_Problem description_
Go through the material underneath and show every line where the string "what" occurs.

_Given data_
PR #1540, opened 2022-10-16
Support Android AArch64

NiLuJe:
~~Draft because this requires further trickery on the Kotlin side of things, AFAICT (i.e., this passes `kodev build`, but not `kodev release`).~~

NB: This passes *release* builds only. Debug builds will fail to link because of a weird ass assembler bug.

Re: https://github.com/koreader/koreader/issues/9632#issuecomment-1280073258

- - -
This change is [Reviewable](https://reviewable.io/reviews/koreader/koreader-base/1540)


toolchain/Makefile
```diff
@@ -19,7 +19,7 @@ android-sdk:
 	pushd $(SDK_DIR)/tools/bin && \
 		yes | ./sdkmanager --update && \
 		yes | ./sdkmanager --licenses && \
-		./sdkmanager "platform-tools" "build-tools;30.0.2" "platforms;android-30" "patcher;v4" && \
+		./sdkmanager "platform-tools" "build-tools;30.0.3" "platforms;android-30" "patcher;v4" && \
```
Frenzie, line 22: Does this require a Docker image update or is it just random?

NiLuJe: I have no idea how this works in the Docker image, because this is currently handled at runtime, AFAICT?

NiLuJe (commented):
> Reviewed 10 of 11 files at r1, 2 of 2 files at r2, 1 of 1 files at r3, all commit messages.
> *[Reviewable](https://reviewable.io/reviews/koreader/koreader-base/1540)* status: all files reviewed, 1 unresolved discussion (waiting on @Frenzie)

toolchain/Makefile
Frenzie: The Docker image will proceed to download the, what is it, 1.5+ GB tools if they're not found but a minor detail like this probably doesn't trigger it. You can tell by what CircleCI does. ;-)

Frenzie: But the Docker image comes with them included in a stripped down manner (still at least 600 MB iirc) so it doesn't do that.

Makefile.defs
```diff
@@ -16,7 +16,11 @@ TOOLCHAIN_DIR=$(MAKEFILE_DIR)toolchain
 ANDROID_ARCH?=arm
 ANDROID_TOOLCHAIN=$(TOOLCHAIN_DIR)/android-toolchain-$(ANDROID_ARCH)
 NDK?=$(TOOLCHAIN_DIR)/android-ndk-r15c
-NDKABI?=14
+ifeq ($(ANDROID_ARCH), arm64)
```
pazos, line 19: x86_64?

Oh boy, I miss the android emulator :)

Frenzie: The newer ones don't run 32-bit x86 or what do you mean?

pazos: Nope :/

See https://github.com/koreader/koreader/issues/9446#issuecomment-1219345550

Frenzie: Holy @#$@#$.

NiLuJe (commented):
> Reviewed 1 of 1 files at r4, all commit messages.
> *[Reviewable](https://reviewable.io/reviews/koreader/koreader-base/1540)* status: all files reviewed, 2 unresolved discussions (waiting on @Frenzie and @pazos)

Frenzie:
@NiLuJe I just noticed you didn't add an aarch64 build to the CI even though there's a fair bit of difference. Was that on purpose or just an oversight?

NiLuJe:
I was half waiting to deal with Clang first, but I haven't even begun dealing with that yet, so one as-is ought to do? It just can't be debug, as that won't link ;).

PR #1541, opened 2022-10-24
SDL: Fix a bunch of input timeout edge-cases

NiLuJe:
One being a failure to actually round properly, which lead to potentially passing a float to a C function that takes an int; and the other being that SDL's input timeout only has ms precision, which is much coarser than us, which meant that anything > 0 and < 1 ms was asking for an immediate return for as long as that fractional ms ticked. Instead, we now round up to 1ms in these cases.

Goes hand in hand w/ https://github.com/koreader/koreader/commit/d034e1a71955b45ce02587fdcd0a58b9f491de50

- - -
This change is [Reviewable](https://reviewable.io/reviews/koreader/koreader-base/1541)

### DIFF
--- a/ffi/SDL2_0.lua
+++ b/ffi/SDL2_0.lua
@@ -270,15 +270,10 @@ local SDL_BUTTON_LEFT = 1
 local is_in_touch = false
 
 function S.waitForEvent(sec, usec)
-    -- If we're asking to sleep for a non-zero amount of time, but for less than 1ms (i.e., below our precision),
-    -- round *up*, to avoid a bunch of roundtrips during that fractional ms.
-    if sec == 0 and usec ~= 0 and usec < 1000 then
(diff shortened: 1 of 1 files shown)


Frenzie (approved):
SDL has such low precision? I never realized.

NiLuJe:
IIRC, they discourage from using that model (but this one fits very nicely into our own ;p). FWIW, `poll` has the same precision, though (which is sorta why I kept using `select` in our C module ;), despite poll's API being much nicer to deal with).

NiLuJe (commented):
> Reviewed 1 of 1 files at r1, all commit messages.
> *[Reviewable](https://reviewable.io/reviews/koreader/koreader-base/1541)* status: :shipit: complete! all files reviewed, all discussions resolved (waiting on @NiLuJe)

_Solution to this exercise_
Frenzie: The Docker image will proceed to download the, what is it, 1.5+ GB tools if they're not found but a minor detail like this probably doesn't trigger it. You can tell by what CircleCI does. ;-)
Frenzie: The newer ones don't run 32-bit x86 or what do you mean?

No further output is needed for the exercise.